## What you will do
Could you transcribe the whole listing, keeping every line exactly the same?

Extracted data Start Marker

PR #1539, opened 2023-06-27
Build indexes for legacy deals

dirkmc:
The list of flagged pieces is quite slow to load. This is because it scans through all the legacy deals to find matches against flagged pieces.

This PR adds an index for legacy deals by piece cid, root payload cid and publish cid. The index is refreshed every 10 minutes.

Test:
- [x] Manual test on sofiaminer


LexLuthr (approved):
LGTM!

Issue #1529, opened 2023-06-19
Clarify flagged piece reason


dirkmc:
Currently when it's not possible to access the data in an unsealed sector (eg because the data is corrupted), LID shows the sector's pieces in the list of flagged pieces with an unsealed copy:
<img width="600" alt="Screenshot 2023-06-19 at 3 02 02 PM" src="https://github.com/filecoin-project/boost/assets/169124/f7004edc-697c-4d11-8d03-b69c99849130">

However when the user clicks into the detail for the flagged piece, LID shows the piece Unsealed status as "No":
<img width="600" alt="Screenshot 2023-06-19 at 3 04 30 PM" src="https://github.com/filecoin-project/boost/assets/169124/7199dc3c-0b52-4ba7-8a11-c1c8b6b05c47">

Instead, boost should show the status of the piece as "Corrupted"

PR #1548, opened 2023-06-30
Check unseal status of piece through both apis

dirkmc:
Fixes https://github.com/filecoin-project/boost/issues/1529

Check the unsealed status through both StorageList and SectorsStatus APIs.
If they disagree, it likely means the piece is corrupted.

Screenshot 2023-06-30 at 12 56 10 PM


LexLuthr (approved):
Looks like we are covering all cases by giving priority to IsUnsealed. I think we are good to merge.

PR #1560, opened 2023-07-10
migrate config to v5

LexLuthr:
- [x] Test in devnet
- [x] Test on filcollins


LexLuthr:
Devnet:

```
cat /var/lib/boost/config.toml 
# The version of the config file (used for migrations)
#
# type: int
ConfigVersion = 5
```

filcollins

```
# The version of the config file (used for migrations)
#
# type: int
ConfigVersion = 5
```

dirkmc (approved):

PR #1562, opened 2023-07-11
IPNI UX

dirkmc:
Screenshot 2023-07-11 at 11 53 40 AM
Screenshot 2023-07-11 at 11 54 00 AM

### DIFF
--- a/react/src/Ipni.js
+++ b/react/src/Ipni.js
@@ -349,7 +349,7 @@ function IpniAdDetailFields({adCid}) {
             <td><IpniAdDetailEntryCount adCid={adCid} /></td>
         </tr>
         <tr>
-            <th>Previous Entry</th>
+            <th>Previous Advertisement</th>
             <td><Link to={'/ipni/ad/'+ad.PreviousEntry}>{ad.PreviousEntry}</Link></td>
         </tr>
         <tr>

Extracted data End Marker

## Response
PR #1539, opened 2023-06-27
Build indexes for legacy deals

dirkmc:
The list of flagged pieces is quite slow to load. This is because it scans through all the legacy deals to find matches against flagged pieces.

This PR adds an index for legacy deals by piece cid, root payload cid and publish cid. The index is refreshed every 10 minutes.

Test:
- [x] Manual test on sofiaminer


LexLuthr (approved):
LGTM!

Issue #1529, opened 2023-06-19
Clarify flagged piece reason


dirkmc:
Currently when it's not possible to access the data in an unsealed sector (eg because the data is corrupted), LID shows the sector's pieces in the list of flagged pieces with an unsealed copy:
<img width="600" alt="Screenshot 2023-06-19 at 3 02 02 PM" src="https://github.com/filecoin-project/boost/assets/169124/f7004edc-697c-4d11-8d03-b69c99849130">

However when the user clicks into the detail for the flagged piece, LID shows the piece Unsealed status as "No":
<img width="600" alt="Screenshot 2023-06-19 at 3 04 30 PM" src="https://github.com/filecoin-project/boost/assets/169124/7199dc3c-0b52-4ba7-8a11-c1c8b6b05c47">

Instead, boost should show the status of the piece as "Corrupted"

PR #1548, opened 2023-06-30
Check unseal status of piece through both apis

dirkmc:
Fixes https://github.com/filecoin-project/boost/issues/1529

Check the unsealed status through both StorageList and SectorsStatus APIs.
If they disagree, it likely means the piece is corrupted.

Screenshot 2023-06-30 at 12 56 10 PM


LexLuthr (approved):
Looks like we are covering all cases by giving priority to IsUnsealed. I think we are good to merge.

PR #1560, opened 2023-07-10
migrate config to v5

LexLuthr:
- [x] Test in devnet
- [x] Test on filcollins


LexLuthr:
Devnet:

```
cat /var/lib/boost/config.toml 
# The version of the config file (used for migrations)
#
# type: int
ConfigVersion = 5
```

filcollins

```
# The version of the config file (used for migrations)
#
# type: int
ConfigVersion = 5
```

dirkmc (approved):

PR #1562, opened 2023-07-11
IPNI UX

dirkmc:
Screenshot 2023-07-11 at 11 53 40 AM
Screenshot 2023-07-11 at 11 54 00 AM

### DIFF
--- a/react/src/Ipni.js
+++ b/react/src/Ipni.js
@@ -349,7 +349,7 @@ function IpniAdDetailFields({adCid}) {
             <td><IpniAdDetailEntryCount adCid={adCid} /></td>
         </tr>
         <tr>
-            <th>Previous Entry</th>
+            <th>Previous Advertisement</th>
             <td><Link to={'/ipni/ad/'+ad.PreviousEntry}>{ad.PreviousEntry}</Link></td>
         </tr>
         <tr>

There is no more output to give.